Table 1 and Figure 1 display the results of analysis for the main genetic effect (LRT1), genotype-by-age interaction (LRT2), and combined analysis of main genetic and genotype-by-age interaction (LRT3) on longitudinal SBP. Three SNPs reached genome-wide statistical significance for association with longitudinal SBP using a p-value of 8.64 × 10-7 (Bonferroni correction 0.05/57,827 tests, negative log base 10 p-value (-log(p)) = 6.0). If additional correction for the three models was performed, only one SNP association reached statistical significance (p-value = 2.88 × 10-7, -log(p) = 6.54).

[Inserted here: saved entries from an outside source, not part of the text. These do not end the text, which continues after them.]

PR #3865, opened 2021-09-09
Feature/3448 user defined default selection criteria

### LINKED ISSUE #3448: User-defined default selection criteria
_Credit where due: This was @aescay's idea many months ago!_

### Describe the feature

We've increasingly heard a desire from community members to limit `dbt run` in development to only a subset of their project, or to always exclude a set of infrequently run models. Trying to solve for this with `enabled` gets tricky quickly, because disabled resources cannot participate in the DAG and will raise dependency errors accordingly.

Instead, what if there were a way to redefine the default selection criteria? I think the right construct for this is a [yaml selector](https://docs.getdbt.com/reference/node-selection/yaml-selectors) (as in `selectors.yml`). We could support a new selector property, `default: true|false`, or check for a selector named `default`. The former is almost certaintly better, we'd just need to raise an error if multiple selectors have `default: true`.

If specified, that selector should override the default includes + excludes defined here:

https://github.com/fishtown-analytics/dbt/blob/abe8e839458d0288f76cb6950e79c77e3b1627cc/core/dbt/graph/cli.py#L22-L23

Then, `dbt run` would have the same effect as `dbt run --selector my_default_selector`.

### Questions

1. How to combine the user-defined default with additional selection criteria passed via CLI syntax? Should the two be combined, or should the CLI criteria entirely override the default? I'm leaning toward total override for two reasons:
    - It's what happens today: `dbt ls` really means ` dbt ls --select fqn:* source:* exposure:*`, as soon as the user says `-s something_else`, the command becomes `dbt ls -s something_else`
    - Override feels like the only way to make sense of `dbt ls --selector not_the_default`
2. Can we support different default selectors in different environments? I think it makes a lot of sense to perma-exclude certain models in development, but still select them in production. As it turns out, `selectors.yml` already supports Jinja today, so this could be as simple as:
```yml
selectors:
  - name: prod
    description: Select everything in prod
    definition: 'fqn:* source:* exposure:*'
  - name: dev
    description: Avoid unpleasant surprises in dev
    definition:
      union:
        - 'fqn:* source:* exposure:*'
        - exclude:
            - unpleasant
            - surprises
```

TeddyCr:
resolves #3448 

### Description
This PR introduces a `default` field in the `selectors.yml` allowing users to define 1 default selector that will execute the definition on each `dbt run`, `dbt compile`, `dbt list`, or `dbt source freshness`.

### Checklist


TeddyCr:
> Thank you for your pull request and welcome to our community. We could not parse the GitHub identity of the following contributors: **Teddy Crepineau**.
> This is most likely caused by a git client misconfiguration; please make sure to:
> 
> 1. check if your git client is configured with an email to sign commits `git config --list | grep email`
> 2. If not, set it up using `git config --global user.email email@example.com`
> 3. Make sure that the git commit email is configured in your GitHub account settings, see https://github.com/settings/emails

@jtcohen6 do I need to re-write the author info on all the commits (i.e. the last two commits happened after I ran the commands in the cla-bot message)?

jtcohen6:
@TeddyCr Nice work!! So excited to see this PR :)

Yes, I think you may need to re-write those commits so that the associated git identity (email) matches the one in your GitHub profile (which has signed the CLA)

core/dbt/config/project.py
```diff
@@ -645,13 +645,25 @@ def from_project_root(
...
+    def get_selector(self, name: str) -> Union[SelectionSpec, bool]:
         if name not in self.selectors:
             raise RuntimeException(
                 f'Could not find selector named {name}, expected one of '
                 f'{list(self.selectors)}'
             )
-        return self.selectors[name]
+        return self.selectors[name]["definition"]
+
+    def get_default_selector(self) -> Union[SelectionSpec, bool, None]:
```
jtcohen6, line 656: Makes sense that `get_default_selector` returns either `SelectionSpec` or `None`. Is there ever a case where `get_selector` or `get_default_selector` returns `bool`?

core/dbt/config/selectors.py
```diff
@@ -118,6 +119,25 @@ def selector_config_from_data(
...
+        if selector.default is True and default_set is False:
+            default_set = True
+            default_selector_name = selector.name
+            continue
+        if selector.default is True and default_set is True:
+            raise DbtSelectorsError(
+                "Error when parsing the selector file. "
+                "Default key is set to True multiple times.\n"
+                "Default with value set to True found in "
+                f"{default_selector_name} and {selector.name}"
```
jtcohen6, line 137: Nice! Let's make it clear that `default: true` is found in multiple different selectors. Perhaps something like:
```python
                f"Found multiple selectors with `default: true`:"
                f"{default_selector_name} and {selector.name}"
```

jtcohen6 (commented):
@TeddyCr Agh, sorry you're in a tricky git state! I think either (a) rebasing or (b) opening a new PR from a new branch is the way to go. I'm happy to help with the rebase/reopen if you'd like.

All in all, this PR looks really solid, and I'm thrilled with the change and test coverage you've put together. I left a few small comments.

Small thing: Could you also renumber the new integration test from `101_` to `073_`? (`100_rpc_test` is a bit of a special case.)

core/dbt/config/project.py
TeddyCr: @jtcohen6 that is correct, though, mypy complained the expected return type for these two should include bool.

TeddyCr:
> @TeddyCr Agh, sorry you're in a tricky git state! I think either (a) rebasing or (b) opening a new PR from a new branch is the way to go. I'm happy to help with the rebase/reopen if you'd like.
> 
> All in all, this PR looks really solid, and I'm thrilled with the change and test coverage you've put together. I left a few small comments.
> 
> Small thing: Could you also renumber the new integration test from `101_` to `073_`? (`100_rpc_test` is a bit of a special case.)

Perfect, let me know once you are done with the review, this way I'll make a new PR from a new branch with the updates -- if that works with you.  🙂

core/dbt/config/project.py
jtcohen6: Ah, classic mypy. Ok!

jtcohen6:
@TeddyCr This works brilliantly in local testing. I think you're good to close, rebase, and reopen :)

My only thoughts are around logging:
- I left one comment about rewording the error message if multiple selectors with `default: true` are found
- I'm also wondering if we should include a log message to avoid confusing users who type unqualified `dbt run`, and who might be surprised to see dbt only run a few models:
```
$ dbt run
Running with dbt=0.21.0-b1
Found 123 models, 456 tests, 3 snapshots, 3 analyses, 789 macros, 1 operation, 10 seed files, 200 sources, 20 exposures
Using default selector 'my_default_selector'

09:26:51 | Concurrency: 8 threads (target='dev')
09:26:51 |
09:26:51 | 1 of 6 START view model dbt_jcohen.default_selected_model................. [RUN]
```
What do you think? I'm always hesitant to add stdout clutter, but if it could prevent end-user confusion, it feels worth doing.

jtcohen6:
@TeddyCr This works brilliantly in local testing. I think you're good to close, rebase, and reopen :)

My only thoughts are around logging:
- I left one comment about rewording the error message if multiple selectors with `default: true` are found
- I'm also wondering if we should include a log message to avoid confusing users who type unqualified `dbt run`, and who might be surprised to see dbt only run a few models:
```
$ dbt run
Running with dbt=0.21.0-b1
Found 123 models, 456 tests, 3 snapshots, 3 analyses, 789 macros, 1 operation, 10 seed files, 200 sources, 20 exposures
Using default selector 'my_default_selector'

09:26:51 | Concurrency: 8 threads (target='dev')
09:26:51 |
09:26:51 | 1 of 6 START view model dbt_jcohen.default_selected_model................. [RUN]
```
What do you think? I'm always hesitant to add stdout clutter, but if it could prevent end-user confusion, it feels worth doing.

TeddyCr:
> @TeddyCr This works brilliantly in local testing. I think you're good to close, rebase, and reopen :)
> 
> My only thoughts are around logging:
> 
> * I left one comment about rewording the error message if multiple selectors with `default: true` are found
> * I'm also wondering if we should include a log message to avoid confusing users who type unqualified `dbt run`, and who might be surprised to see dbt only run a few models:
> 
> ```
> $ dbt run
> Running with dbt=0.21.0-b1
> Found 123 models, 456 tests, 3 snapshots, 3 analyses, 789 macros, 1 operation, 10 seed files, 200 sources, 20 exposures
> Using default selector 'my_default_selector'
> 
> 09:26:51 | Concurrency: 8 threads (target='dev')
> 09:26:51 |
> 09:26:51 | 1 of 6 START view model dbt_jcohen.default_selected_model................. [RUN]
> ```
> 
> What do you think? I'm always hesitant to add stdout clutter, but if it could prevent end-user confusion, it feels worth doing.

PR moved [here](https://github.com/dbt-labs/dbt/pull/3875) with fixes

Figure 1. LRT -log(p) values for the association between SNPs and longitudinal systolic blood pressure, for the main genetic effect (LRT1), genotype-by-age interaction (LRT2), and combined main genetic effects and genotype-by-age interaction (LRT3). Results for all SNPs on chromosomes 17-22 are displayed.
Table 1. LRT and p-values for the association between SNPs and longitudinal SBP for the main genetic effect (LRT1), genotype-by-age interaction (LRT2), and combined main effects and genotype-by-age interaction (LRT3)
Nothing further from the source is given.